The second section of the Florida launch tower for SpaceX’s massive Super Heavy and Starship rocket was lifted atop the first tower segment Thursday at Kennedy Space Center, continuing construction on a structure that will be more than 400ft tall from above.
SpaceX moved the second metal tower segment — itself as tall as a five-story building — from a staging and construction site on Roberts Road, Kennedy Space Center facilities, to the launch 39A Wednesday evening. A large crane at pad 39A lifted the second section of the tower onto the lower segment on Thursday morning.
The first section of the orbital launch tower was deployed to pad 39A on June 15 and was placed on the tower’s foundation on Monday. Four more tower segments are visible on the Roberts Road property, where SpaceX fabricates individual sections of the Starship pad before moving them to pad 39A.
The Starship launch pad in Florida is expected to resemble the SpaceX tower built last year in Boca Chica Beach, Texas, where the company plans to launch the Super Heavy booster and Starship rocket on its first orbital test flight. The operational Super Heavy and Starship missions will likely be launched from Florida, according to statements by Elon Musk, founder and CEO of SpaceX.
The launch pad tower under construction at Pad 39A sits about 1,000 feet, or 300 meters, east of where SpaceX launches the Falcon 9 and Falcon Heavy rockets carrying satellites and astronauts into orbit.

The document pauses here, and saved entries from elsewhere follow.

PR #58, opened 2020-06-05
Feature (auth/middleware): handle noSession and add action payload for auth

cerebrl:
Summary:

To handle the parameter of `noSession` in auth trees, we need to detect the completion, successful or not, without the return of an `idToken`. We also need to provide an action payload for app devs to distinguish between auth types and trees.

### DIFF
--- a/src/util/middleware.mock.data.ts
+++ b/src/util/middleware.mock.data.ts
@@ -1,17 +1,26 @@
 import { Action, RequestObj } from '../config/interfaces';
+import { ActionTypes } from '../config/enums';
 
 type NextFn = () => RequestObj;
+
+const a = 'a' as ActionTypes;
+const b = 'b' as ActionTypes;
+const one = '1' as ActionTypes;
+const two = '2' as ActionTypes;
+const add = 'ADD' as ActionTypes;
+const reassignment = 'REASSIGNMENT' as ActionTypes;
+const mutateAction = 'MUTATE-ACTION' as ActionTypes;
 
 export default [
   (req: RequestObj, action: Action, next: NextFn) => {
     switch (action.type) {
-      case 'a':
-      case 'b':
+      case a:
+      case b:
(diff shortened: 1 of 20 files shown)


tests/e2e/app/basic-login/autoscript.js
```diff
@@ -15,6 +15,23 @@
 
   console.log('Configure the SDK');
   forgerock.Config.set({
+    middleware: [
+      (req, action, next) => {
+        switch (action.type) {
+          case 'START_AUTHENTICATE':
+            if (action.payload.type === 'service' && typeof action.payload.tree === 'string') {
```
adam-cyclones, line 22: If this is

tests/e2e/app/basic-login/autoscript.js
```diff
@@ -15,6 +15,23 @@
...
+              console.log('Starting authentication with service');
+            }
+            break;
+          case 'AUTHENTICATE':
+            if (action.payload.type === 'service' && typeof action.payload.tree === 'string') {
```
adam-cyclones, line 27: the same as this, maybe the if should wrap the switch?

src/util/middleware.mock.data.ts
```diff
@@ -1,17 +1,18 @@
...
+import { ActionTypes } from '../config/enums';
 
 type NextFn = () => RequestObj;
 
 export default [
   (req: RequestObj, action: Action, next: NextFn) => {
     switch (action.type) {
-      case 'a':
-      case 'b':
+      case 'a' as ActionTypes:
```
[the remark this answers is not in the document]
cerebrl: Good point, there is a lot of repetition here.

tests/e2e/app/basic-login/autoscript.js
cerebrl: 👍  good point. I get a little lazy in the test files. I'll fix it.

The time-lapse video below shows the stacking of the first tower segment on Monday next to the Starship launch pedestal at pad 39A.
Like the Texas launch site, SpaceX does not plan to dig a flame trench for the Starbase pad at Kennedy. The Super Heavy Booster, with approximately 33 methane-fueled Raptor engines, will blast off from the launch pad with approximately 17 million pounds of thrust, nearly double that of NASA’s most powerful rocket, the Space Launch System, a fully expendable vehicle.
The Super Heavy and Starship stack – including the rocket’s first and second stages – will be fully reusable. The entire rocket is nearly 120 meters tall and is made of stainless steel.
NASA’s SLS rocket is about 98 meters tall in its current configuration. The first flight-ready Space Launch System is now at pad 39B, less than 1.7 miles (2.7 kilometers) north of pad 39A. The two pads at Launch Complex 39 were originally built for NASA’s Apollo Moon program.
Four more launch pad tower segments are currently visible outside SpaceX’s Roberts Road site, where the company is also building a Starship factory next to a hangar used to refurbish Falcon 9 rocket thrusters and fairings The Starship pad in Texas was stacked with nine tower segments.
SpaceX is expected to periodically move more tower segments to pad 39A over the next few weeks to complete structural construction of the Starship pad, where teams also moved propellant tanks and other support equipment. Once the tower structure is fully assembled, construction crews will add arms used to stack the spaceship onto the Super Heavy Booster.
The company says the arms will also be used to grab the 30-foot-wide (9-meter) Super Heavy booster as it returns to Earth for landing.
Equipment for the arms, or “wands”, was seen arriving at Kennedy Space Center last week.
The start of the Starship pad stacking in Florida came days after SpaceX cleared a key environmental review by the Federal Aviation Administration to conduct Starship launches in Texas. SpaceX previously obtained environmental approval in 2019 for Starship launches from Pad 39A at Kennedy.
SpaceX also plans to build a second Starship launch pad in Florida at an undeveloped site in the northern part of Kennedy Space Center.
The Starship launch vehicle will be able to carry more than 100 metric tons of cargo into low Earth orbit, a region a few hundred miles above the planet, according to SpaceX.
SpaceX wants to use the Starship vehicle to launch the company’s Starlink internet satellites, flying heavier, next-generation versions of Broadband Relay Stations than the spacecraft currently launched by the smaller Falcon 9 rocket. A newly released animation by SpaceX showed the company’s concept for deploying Starlink satellites from an orbiting Starship vehicle, using a mechanism that functions like a giant Pez dispenser.
SpaceX also won a $2.9 billion contract with NASA to develop the Starship into a human lander for the agency’s Artemis lunar missions. A Starship lunar derivative, assisted by Starship refuellers, will be used for a lunar landing with astronauts, an event that NASA says could occur no earlier than 2025.
Ultimately, SpaceX plans to use the Starship for other missions, including transporting goods and people to Mars.
A video recap of the start of construction of the Starship Florida launch pad is shown below.